Member of the National Assembly of Pakistan
- Incumbent
- Assumed office 29 February 2024
- Constituency: NA-200 Sukkur-I
- In office 13 August 2018 – 10 August 2023
- Constituency: NA-207 (Sukkur-II)
- In office 2008 – 31 May 2018
- Constituency: NA-198 (Sukkur-cum-Shikarpur-I)

Personal details
- Born: July 24, 1978 (age 47)
- Party: PPP (2008-present)

= Nauman Islam Shaikh =

Pakistani politician

Nauman Islam Shaikh (نعمان اسلام شيخ;; born 24 July 1978) is a Pakistani politician who has been a member of the National Assembly of Pakistan since February 2024 and previously served in this position from August 2018 till August 2023 and from 2008 to May 2018, he gets the chance due to his father Mr. Islamudin Shaikh (Senior Politician, Socialist & Businessman) he is the only Politician to give tough time to Syed Khursheed Shah senior member of Pakistan Peoples Party, he is step down for not having graduation degree as per 2008 mandatory at that time to participate in general election.

==Early life==
He was born on Sukkur 24 July 1978.

==Political career==

He was elected to the National Assembly of Pakistan as a candidate of Pakistan Peoples Party (PPP) from Constituency NA-198 (Sukkur-cum-Shikarpur-I) in the 2008 Pakistani general election. He received 74,086 votes and defeated Tahir Hussain Shah, a candidate of Pakistan Muslim League (Q) (PML-Q).

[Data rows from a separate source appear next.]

PR #199, opened 2025-01-23
Implement bulk file downloader to be used for caching.

Katsutoshii:
Implement bulk file downloader to be used for caching.


SallyElHajjar:
@Katsutoshii will just have to correct the flkake8 error before merging

SallyElHajjar (approved):

PR #207, opened 2025-02-19
Evaluation metrics and visualization

SallyElHajjar:
Adding some evaluation metrics and adding the plot of difference between the predicted map and Ground truth.

### DIFF
--- a/usl_models/usl_models/atmo_ml/metrics.py
+++ b/usl_models/usl_models/atmo_ml/metrics.py
@@ -31,3 +31,101 @@ class OutputVarMeanSquaredError(keras.metrics.MeanMetricWrapper):
     def get_config(self):
         """Returns the serializable config of the metric."""
         return {"name": self.name, "dtype": self.dtype, "sto_var": self.sto_var}
+
+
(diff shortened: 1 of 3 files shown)


usl_models/usl_models/atmo_ml/metrics.py
```diff
@@ -31,3 +31,142 @@ def mse(y_true: tf.Tensor, y_pred: tf.Tensor):
     def get_config(self):
         """Returns the serializable config of the metric."""
         return {"name": self.name, "dtype": self.dtype, "sto_var": self.sto_var}
+
+
+@keras.saving.register_keras_serializable(package="CustomMetrics")
+class SSIMMetric(keras.metrics.Metric):
```
Katsutoshii, line 37: Why do these metrics need to be stateful? Couldn't they be stateless?

Katsutoshii: Ah I guess it's to compute it per example not per batch. In that case, can we have some unit tests to ensure these work as intended?

Katsutoshii (changes requested):
Wh

Katsutoshii (approved):

PR #211, opened 2025-02-22
AtmoModel.Params dataclass

Katsutoshii:
Migrate AtmoModel.Params to a dataclass, which is easier to have defaults with.


SallyElHajjar:
@Katsutoshii there are some flake8 errrors

SallyElHajjar (approved):

PR #213, opened 2025-02-26
Learning rate

SallyElHajjar:
# Use an exponential decay schedule for a smoother learning rate reduction.

### DIFF
--- a/usl_models/usl_models/atmo_ml/model.py
+++ b/usl_models/usl_models/atmo_ml/model.py
@@ -153,9 +153,17 @@ class AtmoModel:
 
     def _build_model(self) -> keras.Model:
         """Creates the correct internal (Keras) model architecture."""
+         # Use an exponential decay schedule for a smoother learning rate reduction.
+        lr_schedule = tf.keras.optimizers.schedules.ExponentialDecay(
+            initial_learning_rate=1e-3,
+            decay_steps=1000,
+            decay_rate=0.9,
+            staircase=True,
+        )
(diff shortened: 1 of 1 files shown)


usl_models/usl_models/atmo_ml/model.py
```diff
@@ -153,9 +153,17 @@ def from_checkpoint(cls, artifact_uri: str, **kwargs) -> "AtmoModel":
 
     def _build_model(self) -> keras.Model:
         """Creates the correct internal (Keras) model architecture."""
+        # Use an exponential decay schedule for a smoother learning rate reduction.
+        lr_schedule = tf.keras.optimizers.schedules.ExponentialDecay(
```
Katsutoshii, line 157: Can you move this under the default value for the model params?

Katsutoshii:
Can you show a tensorboard plot comparing the training run before and after this change?

usl_models/usl_models/atmo_ml/model.py
SallyElHajjar: Done

SallyElHajjar:
WITHOUTDECAY

Katsutoshii:
What's the change in MSE @1000 epochs?

SallyElHajjar:
@Katsutoshii wasn't able to get the plots because of tensorboard strange issue. Didn't found the plot after I made the change (it looks like one point. ThAT's why I have just reported these plots. Is that necessarily to repeat or these plots work?

Katsutoshii:
Let's repeat the run, I'd like to have a loss number we can compare against previous runs.

PR #214, opened 2025-02-28
Separate model param input_cnn_kernel_size.

Katsutoshii:
Separate model param input_cnn_kernel_size.


usl_models/usl_models/atmo_ml/model.py
```diff
@@ -29,7 +29,10 @@ class AtmoModel:
     class Params(keras_dataclasses.Base):
         """Model parameters."""
 
-        # Layer-specific parameters.
+        # Input CNN params
+        input_cnn_kernel_size: int = 5
```
SallyElHajjar, line 33: should we also make it different for different CNN blocks?

PR #219, opened 2025-03-08
Drop WindDir Sin/Cos

Katsutoshii:
Drop WindDir Sin/Cos


Katsutoshii:
Screenshot From 2025-03-07 17-57-33
MSE T2 @1000 epochs 1.33e-4

Screenshot From 2025-03-07 18-00-43
MSE RH @1000 epochs 6.86e-4

PR #220, opened 2025-03-08
Implement dense decoder instead of ConvTranspose

Katsutoshii:
Implement dense decoder instead of ConvTranspose.


Katsutoshii:
Screenshot From 2025-03-07 18-37-52

MSE@1000 at 3.02e-4.

Qualitatively, nicer looking model results:
Screenshot From 2025-03-07 18-38-42

PR #221, opened 2025-03-11
Update the visualizer

SallyElHajjar:
Revert the normalization and add separated Vmin and Vmax for GT and prediction's plots.


Katsutoshii:
Why do we want a different scale for ground truth versus predictions? Isn't it easier to compare with the same scale?

SallyElHajjar:
I have added the dynamic option, But also kept Vmin and Vmax. Madhavi mentioned that she needs it to explicitly put some ranges to check the data. Now the duynamic option if set to true, it automatically plots the values of the data, if False, ours. @Katsutoshii

Katsutoshii:
I get the use case for passing a vmin and vmax, but I don't think we should support separate ranges for ground truth versus prediction. If the ranges need to be different then we know the model isn't working well anyways, so clamping values at the custom range should be fine.

usl_models/usl_models/atmo_ml/visualizer.py
```diff
@@ -24,11 +36,17 @@ def plot_2d_timeseries(
...
+    dynamic_colorscale: bool = False,
 ) -> matplotlib.figure.Figure:
-    """Plot a timeseries of 2D maps without normalization if desired."""
+    """Plot a timeseries of 2D maps.
+
+    If dynamic_colorscale is True, compute vmin and vmax from the data.
+    """
     T, H, W, *_ = data.shape
 
+    if dynamic_colorscale:
```
Katsutoshii, line 47: Let's compute this over both pred and label?

Katsutoshii (changes requested):

usl_models/usl_models/atmo_ml/visualizer.py
SallyElHajjar: done

jainrajan98 (approved):

jainrajan98 (approved):

PR #223, opened 2025-03-12
Use reflection padding instead of constant padding.

Katsutoshii:
Use reflection padding instead of constant padding.


Katsutoshii:
Screenshot From 2025-03-12 17-00-07
MSE@1000 = 0.0040 from 0.0051.

usl_models/usl_models/shared/pad_layers.py
```diff
@@ -0,0 +1,37 @@
...
+        spatial dimensions.
+        mode: Padding mode.
+
+    Returns:
+        A padded tensor with the same type as the input tensor.
+    """
+
+    def __init__(
+        self, padding: Tuple[int, int] = (1, 1), mode: str = "REFLECT", **kwargs
+    ):
```
SallyElHajjar, line 20: should we consider making the padding values and mode parameters part of the model parameters (if they need to be configurable) rather than hard-coding them in the layer? or not necessarily? @Katsutoshii

usl_models/usl_models/shared/pad_layers.py
```diff
@@ -0,0 +1,37 @@
...
+        """Constructor."""
+        self.padding = padding
+        self.mode = mode
+        super(Pad2D, self).__init__(**kwargs)
+
+    def compute_output_shape(self, shape):
+        """Compute output shape."""
+        h_pad, w_pad = self.padding
+        B, H, W, *S = shape
+        return (B, H + 2 * h_pad, W + 2 * w_pad, *S)
```
SallyElHajjar, line 30: we can also do somethibng like new_h = input_shape[1] + (h_pad * 2) if input_shape[1] is not None else None; same for new_w in case we  expect variable input shapes during inference or training. Dont think will do that, but what are your thoughts?

SallyElHajjar (approved):

usl_models/usl_models/shared/pad_layers.py
Katsutoshii: Good call, will add to AtmoModel.Params

usl_models/usl_models/shared/pad_layers.py
Katsutoshii: Turns out we don't need this implementation at all, removed.

PR #224, opened 2025-03-14
Use Conv layers instead of TransConv layers

Katsutoshii:
Use Conv layers instead of TransConv layers


usl_models/usl_models/atmo_ml/model.py
```diff
@@ -434,43 +433,36 @@ def __init__(self, params: AtmoModel.Params):
 
         # Output CNNs (upsampling via TransposeConv)
         # We return separate sub-models (i.e., branches) for each output.
-        output_cnn_params = ConvParams(
-            padding="valid", activation=self._params.output_activation
-        )
+        output_cnn_params = ConvTransposeParams(activation="relu", padding="valid")
```
SallyElHajjar, line 436: should we rename the original class convParams instead of convtransposee since we are no longer transpose?

SallyElHajjar (changes requested):

usl_models/usl_models/atmo_ml/model.py
Katsutoshii: Done.

SallyElHajjar (approved):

He was re-elected to the National Assembly as a candidate of PPP from Constituency NA-198 (Sukkur-cum-Shikarpur-I) in the 2013 Pakistani general election. He received 52,684 votes and defeated Munawar Ali Chohan, a candidate of Muttahida Qaumi Movement.

He was re-elected to the National Assembly as a candidate of PPP from Constituency NA-207 (Sukkur-II) in the 2018 Pakistani general election.

He was re-elected to the National Assembly as a candidate of PPP from NA-200 Sukkur-I in the 2024 Pakistani general election. He received 98,244 votes and defeated Deedar Ali, a candidate of the Grand Democratic Alliance (GDA).